Given data Block Start
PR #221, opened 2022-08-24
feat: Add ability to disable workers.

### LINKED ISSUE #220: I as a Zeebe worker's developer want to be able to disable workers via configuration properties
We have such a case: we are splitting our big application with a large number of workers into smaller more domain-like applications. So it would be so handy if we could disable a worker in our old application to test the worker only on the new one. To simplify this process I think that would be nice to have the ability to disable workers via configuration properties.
Given data Block End
Return the whole listing exactly as it reads.

PR #221, opened 2022-08-24
feat: Add ability to disable workers.

### LINKED ISSUE #220: I as a Zeebe worker's developer want to be able to disable workers via configuration properties
We have such a case: we are splitting our big application with a large number of workers into smaller more domain-like applications. So it would be so handy if we could disable a worker in our old application to test the worker only on the new one. To simplify this process I think that would be nice to have the ability to disable workers via configuration properties.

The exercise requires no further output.